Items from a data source
◇ ◇ ◇ ◇ ◇ ◇ ◇
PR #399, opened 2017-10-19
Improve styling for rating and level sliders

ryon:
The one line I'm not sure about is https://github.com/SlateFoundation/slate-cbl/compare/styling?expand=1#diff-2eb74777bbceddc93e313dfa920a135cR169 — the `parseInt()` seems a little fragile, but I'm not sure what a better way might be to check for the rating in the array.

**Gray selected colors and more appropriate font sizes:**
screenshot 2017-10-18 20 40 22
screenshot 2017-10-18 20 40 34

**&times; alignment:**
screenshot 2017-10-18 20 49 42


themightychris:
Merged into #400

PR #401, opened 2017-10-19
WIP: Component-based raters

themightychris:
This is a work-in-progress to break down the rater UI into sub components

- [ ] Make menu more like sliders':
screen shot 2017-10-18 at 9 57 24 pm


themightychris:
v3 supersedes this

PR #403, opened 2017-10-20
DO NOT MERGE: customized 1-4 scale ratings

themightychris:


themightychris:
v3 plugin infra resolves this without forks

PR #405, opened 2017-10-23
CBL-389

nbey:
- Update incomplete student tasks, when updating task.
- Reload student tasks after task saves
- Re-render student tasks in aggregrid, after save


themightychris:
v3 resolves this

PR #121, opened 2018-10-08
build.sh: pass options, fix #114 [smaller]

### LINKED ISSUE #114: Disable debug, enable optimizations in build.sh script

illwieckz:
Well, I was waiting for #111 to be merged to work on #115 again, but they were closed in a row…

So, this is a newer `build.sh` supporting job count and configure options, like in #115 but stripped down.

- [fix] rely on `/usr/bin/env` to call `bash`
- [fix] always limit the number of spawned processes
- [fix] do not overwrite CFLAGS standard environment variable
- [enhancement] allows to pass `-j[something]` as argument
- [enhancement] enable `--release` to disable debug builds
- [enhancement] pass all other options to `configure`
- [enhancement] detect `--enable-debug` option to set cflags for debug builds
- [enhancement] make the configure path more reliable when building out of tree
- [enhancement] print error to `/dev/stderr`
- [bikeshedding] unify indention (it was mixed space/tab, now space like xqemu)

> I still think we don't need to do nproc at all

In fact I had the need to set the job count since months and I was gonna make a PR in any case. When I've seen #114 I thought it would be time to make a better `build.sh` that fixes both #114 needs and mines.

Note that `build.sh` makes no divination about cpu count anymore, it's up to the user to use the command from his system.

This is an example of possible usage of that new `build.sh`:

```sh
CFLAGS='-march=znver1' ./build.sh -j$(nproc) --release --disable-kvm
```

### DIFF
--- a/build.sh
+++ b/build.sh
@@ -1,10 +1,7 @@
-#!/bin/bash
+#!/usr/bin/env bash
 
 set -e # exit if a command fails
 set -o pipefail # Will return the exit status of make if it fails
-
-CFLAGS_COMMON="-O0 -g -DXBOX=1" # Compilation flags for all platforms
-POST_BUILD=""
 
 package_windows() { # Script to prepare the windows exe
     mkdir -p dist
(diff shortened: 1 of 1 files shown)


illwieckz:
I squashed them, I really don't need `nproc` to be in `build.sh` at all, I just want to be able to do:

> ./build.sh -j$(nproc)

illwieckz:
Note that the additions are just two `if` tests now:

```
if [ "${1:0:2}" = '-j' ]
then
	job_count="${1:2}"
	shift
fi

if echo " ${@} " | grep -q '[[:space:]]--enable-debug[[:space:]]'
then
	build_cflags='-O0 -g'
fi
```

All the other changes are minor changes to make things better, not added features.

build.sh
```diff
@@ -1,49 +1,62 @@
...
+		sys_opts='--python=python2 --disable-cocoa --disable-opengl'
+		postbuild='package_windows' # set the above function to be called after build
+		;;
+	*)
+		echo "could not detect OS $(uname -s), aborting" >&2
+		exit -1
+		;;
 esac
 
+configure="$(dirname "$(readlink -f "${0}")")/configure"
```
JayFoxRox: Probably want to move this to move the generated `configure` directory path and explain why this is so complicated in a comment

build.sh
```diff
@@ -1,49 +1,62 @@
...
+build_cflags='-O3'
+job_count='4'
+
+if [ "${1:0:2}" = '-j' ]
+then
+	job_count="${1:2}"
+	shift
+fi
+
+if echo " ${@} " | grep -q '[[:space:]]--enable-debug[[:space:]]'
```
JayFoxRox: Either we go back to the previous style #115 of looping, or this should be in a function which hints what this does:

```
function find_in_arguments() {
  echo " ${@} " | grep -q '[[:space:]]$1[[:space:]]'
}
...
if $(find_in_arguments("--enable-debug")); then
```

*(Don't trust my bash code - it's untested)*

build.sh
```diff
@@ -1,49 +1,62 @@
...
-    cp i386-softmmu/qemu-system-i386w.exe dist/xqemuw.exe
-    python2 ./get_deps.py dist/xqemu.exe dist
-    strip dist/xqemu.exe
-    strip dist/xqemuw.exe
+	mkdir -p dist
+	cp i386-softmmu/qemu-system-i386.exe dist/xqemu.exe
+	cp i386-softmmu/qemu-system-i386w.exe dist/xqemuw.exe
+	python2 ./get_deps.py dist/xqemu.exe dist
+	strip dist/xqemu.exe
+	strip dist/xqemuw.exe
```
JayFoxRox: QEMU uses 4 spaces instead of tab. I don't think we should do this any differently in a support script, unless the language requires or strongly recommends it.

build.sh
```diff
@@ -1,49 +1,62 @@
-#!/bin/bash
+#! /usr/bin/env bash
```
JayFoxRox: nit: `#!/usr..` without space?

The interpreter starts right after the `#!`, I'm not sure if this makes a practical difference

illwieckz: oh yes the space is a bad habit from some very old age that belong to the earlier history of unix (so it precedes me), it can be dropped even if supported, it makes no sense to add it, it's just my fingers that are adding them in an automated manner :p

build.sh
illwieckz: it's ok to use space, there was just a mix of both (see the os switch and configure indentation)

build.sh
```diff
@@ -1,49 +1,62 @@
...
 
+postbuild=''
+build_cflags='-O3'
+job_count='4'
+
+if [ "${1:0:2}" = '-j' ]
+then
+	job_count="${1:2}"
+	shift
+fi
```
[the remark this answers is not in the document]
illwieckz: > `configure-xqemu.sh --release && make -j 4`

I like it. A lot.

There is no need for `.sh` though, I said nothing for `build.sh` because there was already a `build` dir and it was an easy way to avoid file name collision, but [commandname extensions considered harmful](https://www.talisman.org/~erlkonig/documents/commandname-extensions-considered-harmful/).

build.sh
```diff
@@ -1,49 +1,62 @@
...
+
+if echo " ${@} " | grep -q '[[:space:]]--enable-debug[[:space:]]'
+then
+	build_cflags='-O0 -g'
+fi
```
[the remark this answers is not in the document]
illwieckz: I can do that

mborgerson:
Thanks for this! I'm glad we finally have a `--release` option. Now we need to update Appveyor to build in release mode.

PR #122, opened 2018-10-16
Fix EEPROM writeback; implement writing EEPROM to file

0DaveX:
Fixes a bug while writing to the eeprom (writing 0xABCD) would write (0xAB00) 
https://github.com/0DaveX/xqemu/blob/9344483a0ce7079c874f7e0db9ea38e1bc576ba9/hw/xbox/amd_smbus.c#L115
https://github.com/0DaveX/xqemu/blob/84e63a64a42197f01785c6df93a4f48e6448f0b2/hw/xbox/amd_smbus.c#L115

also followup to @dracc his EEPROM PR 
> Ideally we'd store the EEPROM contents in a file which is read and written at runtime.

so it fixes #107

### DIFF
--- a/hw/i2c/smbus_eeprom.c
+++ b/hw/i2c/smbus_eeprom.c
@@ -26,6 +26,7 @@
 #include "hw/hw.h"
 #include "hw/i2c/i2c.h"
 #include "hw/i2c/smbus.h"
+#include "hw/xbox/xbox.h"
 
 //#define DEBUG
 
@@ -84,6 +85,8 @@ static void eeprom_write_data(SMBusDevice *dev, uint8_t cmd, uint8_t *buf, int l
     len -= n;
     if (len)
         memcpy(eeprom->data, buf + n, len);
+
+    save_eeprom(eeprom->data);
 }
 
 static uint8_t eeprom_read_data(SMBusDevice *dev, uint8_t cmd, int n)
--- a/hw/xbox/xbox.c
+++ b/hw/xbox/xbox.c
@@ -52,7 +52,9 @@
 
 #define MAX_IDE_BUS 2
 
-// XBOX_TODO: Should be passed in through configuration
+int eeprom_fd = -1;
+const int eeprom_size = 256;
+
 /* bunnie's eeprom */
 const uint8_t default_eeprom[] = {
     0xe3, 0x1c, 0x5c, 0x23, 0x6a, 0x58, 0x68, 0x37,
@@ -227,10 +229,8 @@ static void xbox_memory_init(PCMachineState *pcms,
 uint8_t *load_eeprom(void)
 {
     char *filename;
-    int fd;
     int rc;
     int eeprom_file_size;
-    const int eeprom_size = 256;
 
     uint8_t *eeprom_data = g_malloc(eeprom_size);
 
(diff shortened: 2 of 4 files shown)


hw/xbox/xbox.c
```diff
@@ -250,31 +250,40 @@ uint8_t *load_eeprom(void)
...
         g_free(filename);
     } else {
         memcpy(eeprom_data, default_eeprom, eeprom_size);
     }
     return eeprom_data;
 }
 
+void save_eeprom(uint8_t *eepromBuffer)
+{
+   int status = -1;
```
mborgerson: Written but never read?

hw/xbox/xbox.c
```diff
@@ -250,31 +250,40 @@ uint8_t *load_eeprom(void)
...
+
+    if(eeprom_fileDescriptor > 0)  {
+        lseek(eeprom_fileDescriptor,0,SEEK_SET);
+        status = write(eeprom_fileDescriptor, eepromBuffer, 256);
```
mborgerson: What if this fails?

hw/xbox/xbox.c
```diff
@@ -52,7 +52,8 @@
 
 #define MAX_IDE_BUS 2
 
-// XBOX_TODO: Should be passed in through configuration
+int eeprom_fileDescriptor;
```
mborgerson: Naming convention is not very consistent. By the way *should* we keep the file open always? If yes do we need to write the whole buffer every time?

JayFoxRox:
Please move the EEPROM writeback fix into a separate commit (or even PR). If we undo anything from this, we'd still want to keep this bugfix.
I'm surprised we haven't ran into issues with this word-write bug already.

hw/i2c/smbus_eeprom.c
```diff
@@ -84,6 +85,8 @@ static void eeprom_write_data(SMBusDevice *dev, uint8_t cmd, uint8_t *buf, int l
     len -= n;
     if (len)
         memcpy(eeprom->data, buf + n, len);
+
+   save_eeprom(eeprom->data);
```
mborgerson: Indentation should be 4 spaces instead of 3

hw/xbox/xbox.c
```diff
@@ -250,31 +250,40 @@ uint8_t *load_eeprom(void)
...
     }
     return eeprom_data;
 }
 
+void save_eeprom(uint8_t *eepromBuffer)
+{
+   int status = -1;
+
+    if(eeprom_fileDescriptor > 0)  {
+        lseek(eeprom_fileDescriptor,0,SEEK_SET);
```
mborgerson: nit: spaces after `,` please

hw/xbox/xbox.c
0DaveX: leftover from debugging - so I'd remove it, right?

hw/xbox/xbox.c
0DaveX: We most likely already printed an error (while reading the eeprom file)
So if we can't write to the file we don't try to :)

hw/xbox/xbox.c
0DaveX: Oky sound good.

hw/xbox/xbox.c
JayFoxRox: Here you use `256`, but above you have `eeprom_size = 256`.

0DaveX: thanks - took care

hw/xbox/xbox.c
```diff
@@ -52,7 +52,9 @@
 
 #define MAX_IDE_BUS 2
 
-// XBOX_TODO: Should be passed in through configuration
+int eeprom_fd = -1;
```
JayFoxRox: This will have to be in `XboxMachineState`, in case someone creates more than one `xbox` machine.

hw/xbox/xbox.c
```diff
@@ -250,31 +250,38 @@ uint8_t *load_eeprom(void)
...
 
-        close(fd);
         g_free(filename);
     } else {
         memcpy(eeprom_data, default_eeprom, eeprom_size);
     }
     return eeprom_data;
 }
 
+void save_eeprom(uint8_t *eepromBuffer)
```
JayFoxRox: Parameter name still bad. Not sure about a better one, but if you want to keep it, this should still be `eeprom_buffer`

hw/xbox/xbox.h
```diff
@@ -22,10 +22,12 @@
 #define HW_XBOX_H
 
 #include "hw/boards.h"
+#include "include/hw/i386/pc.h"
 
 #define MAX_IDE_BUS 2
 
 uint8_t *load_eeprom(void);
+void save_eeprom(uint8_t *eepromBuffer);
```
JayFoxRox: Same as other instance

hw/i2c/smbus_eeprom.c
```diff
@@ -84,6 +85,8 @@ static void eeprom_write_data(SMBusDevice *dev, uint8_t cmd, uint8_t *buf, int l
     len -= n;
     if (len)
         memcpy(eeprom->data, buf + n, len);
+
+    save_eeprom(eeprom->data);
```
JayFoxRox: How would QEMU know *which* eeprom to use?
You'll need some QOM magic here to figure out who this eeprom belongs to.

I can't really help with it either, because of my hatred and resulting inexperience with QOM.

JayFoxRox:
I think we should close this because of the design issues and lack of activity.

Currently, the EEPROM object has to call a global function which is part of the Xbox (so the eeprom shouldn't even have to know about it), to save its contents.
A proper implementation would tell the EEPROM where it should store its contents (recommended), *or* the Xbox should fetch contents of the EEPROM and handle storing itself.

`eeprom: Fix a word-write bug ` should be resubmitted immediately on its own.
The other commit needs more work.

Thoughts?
◇ ◇ ◇ ◇ ◇ ◇ ◇
▶ _Exercise_
From the entries above, write out only the lines starting at the line that holds "illwieckz: I can do that" and ending at the line that holds "const uint8_t default_eeprom[]", keeping both and matching them exactly.

▶ _Response for this exercise_
illwieckz: I can do that

mborgerson:
Thanks for this! I'm glad we finally have a `--release` option. Now we need to update Appveyor to build in release mode.

PR #122, opened 2018-10-16
Fix EEPROM writeback; implement writing EEPROM to file

0DaveX:
Fixes a bug while writing to the eeprom (writing 0xABCD) would write (0xAB00) 
https://github.com/0DaveX/xqemu/blob/9344483a0ce7079c874f7e0db9ea38e1bc576ba9/hw/xbox/amd_smbus.c#L115
https://github.com/0DaveX/xqemu/blob/84e63a64a42197f01785c6df93a4f48e6448f0b2/hw/xbox/amd_smbus.c#L115

also followup to @dracc his EEPROM PR 
> Ideally we'd store the EEPROM contents in a file which is read and written at runtime.

so it fixes #107

### DIFF
--- a/hw/i2c/smbus_eeprom.c
+++ b/hw/i2c/smbus_eeprom.c
@@ -26,6 +26,7 @@
 #include "hw/hw.h"
 #include "hw/i2c/i2c.h"
 #include "hw/i2c/smbus.h"
+#include "hw/xbox/xbox.h"
 
 //#define DEBUG
 
@@ -84,6 +85,8 @@ static void eeprom_write_data(SMBusDevice *dev, uint8_t cmd, uint8_t *buf, int l
     len -= n;
     if (len)
         memcpy(eeprom->data, buf + n, len);
+
+    save_eeprom(eeprom->data);
 }
 
 static uint8_t eeprom_read_data(SMBusDevice *dev, uint8_t cmd, int n)
--- a/hw/xbox/xbox.c
+++ b/hw/xbox/xbox.c
@@ -52,7 +52,9 @@
 
 #define MAX_IDE_BUS 2
 
-// XBOX_TODO: Should be passed in through configuration
+int eeprom_fd = -1;
+const int eeprom_size = 256;
+
 /* bunnie's eeprom */
 const uint8_t default_eeprom[] = {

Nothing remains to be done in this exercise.